Question:
Is anyone aware of a publicly accessible python package for large scale SVMs? Thanks!
Why the Question Ought to be Answerable:
As has been noted (e.g., here), the SVM problem can be computationally intensive with a large dataset. However, researches have offered plenty of work-arounds. For example,
- The Wikipedia page on SVM's links the paper A Dual Coordinate Descent Method for Large-scale Linear SVM which looks like it should be very effective.
- The paper Using the Nyström Method to Speed Up Kernel Machines offers a way to compute the kernel matrix in less than cubic time (though, by my estimate, the cost of their method is still quadratic, not linear in $n$ as the paper claims...)
- A simple Google search for "large scale SVM" returns the more recent paper Recipe for Fast Large-scale SVM Training: Polishing, Parallelism, and more RAM! along with many others (another good Google query is "large scale quadratic program").
As these papers allude to, SVM's can certainly be made to work on large data sets. In my opinion, saying otherwise would be like saying "neural networks don't work on large datasets because full batch gradient descent isn't computationally feasible." Rather, plenty of work-arounds have been proposed for both large scale NN's and large scale SVM's.

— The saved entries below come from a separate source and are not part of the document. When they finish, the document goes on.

PR #99, opened 2022-05-04
[evm] Contract modules and storage parameters (1st step)

### LINKED ISSUE #91: [evm] attributes related to EVM should have indicative names
Right now the EVM specific attributes have general names like `#[storage]`, `#[event(...)]`, `#[create(...)]`, ...

We should probably include a prefix to indicate that these are EVM specific attributes. e.g. `#[evm_storage]` or `#[evm(storage)]`.

wrwg:
This implements the first step towards passing references to contract storage to callables instead of requiring to use `borrow_global<T>(self())`. The intended functionality is not yet implemented but this prepares it.

- Now contracts are associated with modules. One has to use `#[evm_contract]` as a module attribute to identify an EVM contract. Only callables inside of that particular module are recognized to belong to the EVM contract. This also addresses and closes #91.
- As a result, one package can contain multiple contracts. However, the compiler will issue a warning if there is more than one contract and ignore all but the first because the remaining tool chain isn't yet prepared for dealing with multiple contracts.
- The `#[storage]` attribute now indicates that callables should take a reference to this struct. This attribute is optional, so old-style contracts which use `move_to` and `borrow` are still supported. Because `#[storage]` is not fully implemented yet, it has been removed where it was used, as all existing tests still use old-style storage.
- There was some heavier refactoring needed to be able to emit code for `move_to` and other storage related operations. Because the new regime requires to call `move_to`, `borrow` etc. outside of the `FunctionGenerator`, those functions had to be moved on `Generator` level. This is only partly used until now and will be fully leveraged in the 2nd step.

Nits:
- Compiler output of the package system has been redirected to stderr instead of stdout. This was done because hardhat drops stdout somehow, and seems cleaner anyway.

## Test Plan

Existing tests

### DIFF
--- a/language/evm/examples/sources/ERC1155.move
+++ b/language/evm/examples/sources/ERC1155.move
@@ -1,4 +1,4 @@
-#[contract]
+#[evm_contract]
 /// An implementation of the ERC-1155 Multi Token Standard.
 module Evm::ERC1155 {
     use Evm::Evm::{sender, self, sign, emit, isContract};
--- a/language/evm/examples/sources/ERC165.move
+++ b/language/evm/examples/sources/ERC165.move
@@ -1,4 +1,4 @@
-#[contract]
+#[evm_contract]
 /// An implementation of the ERC-165.
 module Evm::ERC165 {
     use Evm::IERC165;
--- a/language/evm/examples/sources/ERC20.move
+++ b/language/evm/examples/sources/ERC20.move
@@ -1,4 +1,4 @@
-#[contract]
+#[evm_contract]
 /// An implementation of the ERC-20 Token Standard.
 module Evm::ERC20 {
     use Evm::Evm::{sender, self, sign, emit};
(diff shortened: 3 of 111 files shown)


vgao1996:
> This was done because hardhat drops stdout somehow, and seems cleaner anyway.

@wrwg I took a look at the plugin code and can confirm that it does print out both stdout and stderr, but only if there's an error. Was this the thing that confused you? But you did mention you fixed the problem by changing the compiler output to stdout so I'm not sure if this is the real cause...

wrwg:
> > This was done because hardhat drops stdout somehow, and seems cleaner anyway.
> 
> @wrwg I took a look at the plugin code and can confirm that it does print out both stdout and stderr, but only if there's an error. Was this the thing that confused you? But you did mention you fixed the problem by changing the compiler output to stdout so I'm not sure if this is the real cause...

There was an error. It printed the fact that there is an error to stderr which showed, but the error messages where printed to stdout which did not show.

rahxephon89 (approved):

Issue #84, opened 2022-04-27
[Bug] Struct name identifier in unpack statement does not preserve location in translate AST


awelc:
# 🐛 Bug

Consider the following unpack statement:
```rust
let SomeStruct { some_field: value } = s;
```
In the statement above, the `SomeStruct` identifier does not have its own identity (e.g., with respect to its location in the source file) but rather is an alias to the struct definition identifier. This will cause problems when trying to build use-def information for identifiers in the source code (e.g., for the purpose of displaying this information in an IDE).

A simple solution is to stick the location information into the `Unpack` structure, but:
- a more general solution may exist (e.g., store "full" identifier info (`Name`) along with the alias to the struct definition)
- there may be other places where this kind of aliasing causes "use" identifiers to loose their identity

PR #102, opened 2022-05-05
[compiler] Added support for preserving locations of aliased identifiers

awelc:
## Motivation

This is a fix for a problem described in https://github.com/move-language/move/issues/84. In short, we want to preserve locations of identifiers that are aliases to modules or module-level definitions. It fixes the problem more generally (e.g., also for `Pack` and other AST nodes).

Yes


awelc:
Based on the wrong branch...

PR #2187, opened 2020-11-03
Board based instantiation of chip drivers and interrupt mappings: Stm32f3

hudson-ayers:
### Pull Request Overview

This pull request ports the stm32f3xx chip and the stm32f3discovery board to the new peripheral instantiation approach that does not rely on global variables (first proposed in #2069). 

This chip was more challenging than most of the previous ones I have switched over, because it extensively relied on shared use of global statics for GPIO Pins / Ports, the clock manager (RCC), and the interrupt controller (EXTI). As a result I had to do a semi-significant refactoring of the GPIO driver to not rely on the assumption that references to gpio pins could be created from anywhere. The GPIO driver is now closer to the design of the GPIO driver for most other chips, but the "ports" and "pins" are still stored separately so that I could minimize the total amount of code I had to change.

Bright side: This PR removes 60 uses of `unsafe` across the `stm32f3xx` and `stm32f3discovery` crates!

### Testing Strategy

This pull request was tested by compiling. But there are enough changes in this PR that hardware testing would be greatly appreciated.

### TODO or Help Wanted

N/A

### Documentation Updated

### Formatting

- [x] Ran `make prepush`.

### DIFF
--- a/boards/stm32f3discovery/src/io.rs
+++ b/boards/stm32f3discovery/src/io.rs
@@ -38,7 +38,8 @@ impl Write for Writer {
 
 impl IoWrite for Writer {
     fn write(&mut self, buf: &[u8]) {
-        let uart = unsafe { &mut stm32f303xc::usart::USART1 };
+        let rcc = stm32f303xc::rcc::Rcc::new();
+        let uart = stm32f303xc::usart::Usart::new_usart1(&rcc);
 
         if !self.initialized {
             self.initialized = true;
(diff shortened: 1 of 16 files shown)


bradjc:
In my mind the PRs needed to complete this transition to board-specified chip instantiation are all automatically last-call, but I think we should leave the PRs open for a couple days to give people a chance to take a look.

bradjc (approved):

It appears that open-source ML libraries implement many such work-arounds for NN's (e.g., you can do mini-batch SGD using pytorch), but lack such implementations for SVM's (e.g., I'm not aware of any pytorch implementation of the coordinate descent algorithm described in the 2008 paper linked above). This really feels to me like a "missing feature" in the major machine learning libraries. Hence my question. Thanks, again!